_Exercise description_
Please output exactly the part of the records below that opens with the line containing "Pull #1344 placed" and closes with the line containing "A new core/sys/linux/unistd.d file", both lines included, and nothing else.

_Data section_
PR #1357, opened 2015-08-24
Place SEEK_DATA, SEEK_HOLE in core.sys.linux.unistd

mrkline:
Pull #1344 placed them with fallocate. While the three are often used in conjunction, SEEK_DATA and SEEK_HOLE should be placed with SEEK_SET, SEEK_CUR, and SEEK_END.

### DIFF
--- a/mak/COPY
+++ b/mak/COPY
@@ -66,6 +66,7 @@ COPY=\
 	$(IMPDIR)\core\sys\linux\termios.d \
 	$(IMPDIR)\core\sys\linux\time.d \
 	$(IMPDIR)\core\sys\linux\tipc.d \
+	$(IMPDIR)\core\sys\linux\unistd.d \
 	\
 	$(IMPDIR)\core\sys\linux\sys\inotify.d \
 	$(IMPDIR)\core\sys\linux\sys\mman.d \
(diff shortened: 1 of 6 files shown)


mrkline:
Does this belong here in core/stdc/stdio.d with the other `SEEK_` definitions?
core/sys/linux/stdio.d since it's Linux-only?
core/sys/posix/unistd.d since it's used with `lseek`?
A new core/sys/linux/unistd.d file since it only works with `lseek` on Linux?

The choices are many. Is there a general guide on where to place functions like this in druntime?

WalterBright:
I don't see what is gained by moving declarations from one file to another.

mrkline:
I put those declarations there last week (so there's this would be breaking in a stable release), and they're in the wrong spot. I put them in the module for `fallocate` when they don't belong there - they're used for `lseek`.

mrkline:
Relevant man page: http://man7.org/linux/man-pages/man2/lseek.2.html

DmitryOlshansky:
> In a new core/sys/linux/unistd.d

Makes more sense then the other two

mrkline:
@DmitryOlshansky Changed and squashed.

DmitryOlshansky:
Auto-merge toggled on

WalterBright:
Causes regression https://issues.dlang.org/show_bug.cgi?id=15223

mrkline:
Sorry about missing the MANIFEST and thanks for patching it up.

PR #1359, opened 2015-08-26
follow up for -profile=gc

MartinNowak:
- add filename functions to core.runtime
- fix null terminated string
- add tests


MartinNowak:
Updated to fix all 32/64 bit issues and with changelog entry. Please merge for 2.068.1 beta.

MartinNowak:
Ping, beta is due for today.

src/core/runtime.d
```diff
@@ -342,9 +346,44 @@ extern (C) void dmd_coverDestPath(string path);
...
+/**
+ * Set the output file name for profile reports (-profile switch).
+ * An empty name will set the output to stdout.
+ *
+ * Params:
+ *  name = file name
+ * Note:
+ *  This is a dmd specific setting.
+ */
+extern (C) void trace_setlogfilename(string name);
```
klickverbot: These should be changed to camel casing before going into a release.

MartinNowak: Let's not repeat the discussion https://github.com/D-Programming-Language/druntime/pull/1225#issuecomment-104062444.

MartinNowak: The functions are already used, so we cannot simply rename them.

klickverbot: I still think that the wrappers should at least use the proper druntime naming convention, but I accept that @WalterBright does not give a damn about having a consistent library experience, so feel free to merge. I strongly believe that inconsistent names are like

MartinNowak:
I'm not too happy with the naming and Walter's disinterest in consistency myself, but those are rarely used functions so you'd likely have to look them up in the docs anyhow.

PR #1361, opened 2015-08-27
Visual Studio 2015: exploit C99-conformant (v)snprintf in core.stdc.stdio

kinke:
And add some comments about changed constants.


rainers:
Thanks. Also fixes a typo initializing stderr.

rainers:
Auto-merge toggled on

PR #1363, opened 2015-08-28
Fix building for COFF32

rainers:
Alternate symbol name declarations need prefix "_" for Win32 builds.


WalterBright:
Auto-merge toggled on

_Task result_
Pull #1344 placed them with fallocate. While the three are often used in conjunction, SEEK_DATA and SEEK_HOLE should be placed with SEEK_SET, SEEK_CUR, and SEEK_END.

### DIFF
--- a/mak/COPY
+++ b/mak/COPY
@@ -66,6 +66,7 @@ COPY=\
 	$(IMPDIR)\core\sys\linux\termios.d \
 	$(IMPDIR)\core\sys\linux\time.d \
 	$(IMPDIR)\core\sys\linux\tipc.d \
+	$(IMPDIR)\core\sys\linux\unistd.d \
 	\
 	$(IMPDIR)\core\sys\linux\sys\inotify.d \
 	$(IMPDIR)\core\sys\linux\sys\mman.d \
(diff shortened: 1 of 6 files shown)


mrkline:
Does this belong here in core/stdc/stdio.d with the other `SEEK_` definitions?
core/sys/linux/stdio.d since it's Linux-only?
core/sys/posix/unistd.d since it's used with `lseek`?
A new core/sys/linux/unistd.d file since it only works with `lseek` on Linux?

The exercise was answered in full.